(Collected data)

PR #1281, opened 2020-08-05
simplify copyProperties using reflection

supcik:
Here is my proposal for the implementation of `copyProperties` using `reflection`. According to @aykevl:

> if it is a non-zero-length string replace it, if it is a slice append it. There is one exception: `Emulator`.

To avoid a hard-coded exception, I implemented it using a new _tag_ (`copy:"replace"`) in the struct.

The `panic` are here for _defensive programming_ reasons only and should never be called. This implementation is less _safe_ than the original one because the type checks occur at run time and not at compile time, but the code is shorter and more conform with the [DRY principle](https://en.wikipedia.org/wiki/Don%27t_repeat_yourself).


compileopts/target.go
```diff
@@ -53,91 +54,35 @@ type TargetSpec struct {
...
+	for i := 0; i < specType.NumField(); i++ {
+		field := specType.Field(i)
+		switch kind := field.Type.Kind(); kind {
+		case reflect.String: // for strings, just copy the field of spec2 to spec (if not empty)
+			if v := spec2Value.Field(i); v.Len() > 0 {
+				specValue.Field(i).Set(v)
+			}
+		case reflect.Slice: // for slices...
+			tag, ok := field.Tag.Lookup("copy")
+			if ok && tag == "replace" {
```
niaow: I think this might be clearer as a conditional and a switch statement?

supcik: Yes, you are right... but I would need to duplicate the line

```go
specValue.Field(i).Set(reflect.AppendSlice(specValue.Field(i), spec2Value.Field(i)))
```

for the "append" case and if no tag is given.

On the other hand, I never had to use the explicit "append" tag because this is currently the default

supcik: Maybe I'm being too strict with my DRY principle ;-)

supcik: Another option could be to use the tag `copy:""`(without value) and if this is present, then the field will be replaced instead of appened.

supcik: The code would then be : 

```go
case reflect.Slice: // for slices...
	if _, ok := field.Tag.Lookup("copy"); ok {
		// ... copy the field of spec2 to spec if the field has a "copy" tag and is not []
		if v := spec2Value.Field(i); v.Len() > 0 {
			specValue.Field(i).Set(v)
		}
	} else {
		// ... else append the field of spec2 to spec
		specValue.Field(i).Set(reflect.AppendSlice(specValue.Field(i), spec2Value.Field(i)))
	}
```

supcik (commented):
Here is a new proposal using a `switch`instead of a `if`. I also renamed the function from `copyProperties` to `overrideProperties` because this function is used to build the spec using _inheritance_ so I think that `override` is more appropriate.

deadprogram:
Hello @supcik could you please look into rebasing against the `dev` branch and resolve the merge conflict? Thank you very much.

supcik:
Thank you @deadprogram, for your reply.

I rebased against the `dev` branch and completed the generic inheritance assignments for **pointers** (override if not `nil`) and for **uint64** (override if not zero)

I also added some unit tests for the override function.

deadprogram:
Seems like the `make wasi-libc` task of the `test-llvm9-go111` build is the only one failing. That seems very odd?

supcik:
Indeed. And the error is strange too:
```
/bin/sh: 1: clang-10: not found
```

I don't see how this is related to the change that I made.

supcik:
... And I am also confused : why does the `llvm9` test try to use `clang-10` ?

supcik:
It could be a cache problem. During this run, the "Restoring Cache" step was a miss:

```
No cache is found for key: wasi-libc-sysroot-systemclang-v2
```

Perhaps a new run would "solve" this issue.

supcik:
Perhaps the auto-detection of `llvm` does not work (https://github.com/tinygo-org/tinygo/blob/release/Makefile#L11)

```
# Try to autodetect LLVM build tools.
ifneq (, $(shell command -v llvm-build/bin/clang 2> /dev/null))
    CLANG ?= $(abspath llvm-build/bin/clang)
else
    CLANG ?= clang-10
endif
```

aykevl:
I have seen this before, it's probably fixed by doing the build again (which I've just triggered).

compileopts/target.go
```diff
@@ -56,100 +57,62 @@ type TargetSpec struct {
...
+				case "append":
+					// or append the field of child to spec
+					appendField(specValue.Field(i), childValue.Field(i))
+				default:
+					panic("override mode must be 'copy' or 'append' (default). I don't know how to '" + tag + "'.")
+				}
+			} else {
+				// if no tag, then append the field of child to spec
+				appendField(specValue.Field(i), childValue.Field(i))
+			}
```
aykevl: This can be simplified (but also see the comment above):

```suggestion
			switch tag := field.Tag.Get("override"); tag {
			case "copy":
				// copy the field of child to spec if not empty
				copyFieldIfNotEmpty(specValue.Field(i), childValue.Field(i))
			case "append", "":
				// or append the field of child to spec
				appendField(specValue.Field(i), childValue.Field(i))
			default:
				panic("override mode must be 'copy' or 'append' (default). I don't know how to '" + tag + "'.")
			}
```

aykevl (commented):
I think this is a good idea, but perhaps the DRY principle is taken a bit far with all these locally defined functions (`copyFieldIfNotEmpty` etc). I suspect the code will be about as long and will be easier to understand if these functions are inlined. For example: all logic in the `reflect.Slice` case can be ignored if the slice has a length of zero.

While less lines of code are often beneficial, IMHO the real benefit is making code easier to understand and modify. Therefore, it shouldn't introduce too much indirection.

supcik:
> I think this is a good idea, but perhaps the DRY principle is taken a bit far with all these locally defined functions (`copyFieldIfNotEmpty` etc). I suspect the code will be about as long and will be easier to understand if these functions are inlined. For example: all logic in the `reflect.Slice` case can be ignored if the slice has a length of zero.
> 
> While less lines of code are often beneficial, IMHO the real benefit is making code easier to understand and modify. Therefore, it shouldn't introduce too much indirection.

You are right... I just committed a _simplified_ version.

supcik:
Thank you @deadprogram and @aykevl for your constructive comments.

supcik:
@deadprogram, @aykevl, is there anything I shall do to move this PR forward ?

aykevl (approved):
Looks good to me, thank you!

**YOUR GOAL**
Scan the entries above for the string "appendField" and copy each line that contains it.

**SOLUTION BELOW**
+					appendField(specValue.Field(i), childValue.Field(i))
+				appendField(specValue.Field(i), childValue.Field(i))
				appendField(specValue.Field(i), childValue.Field(i))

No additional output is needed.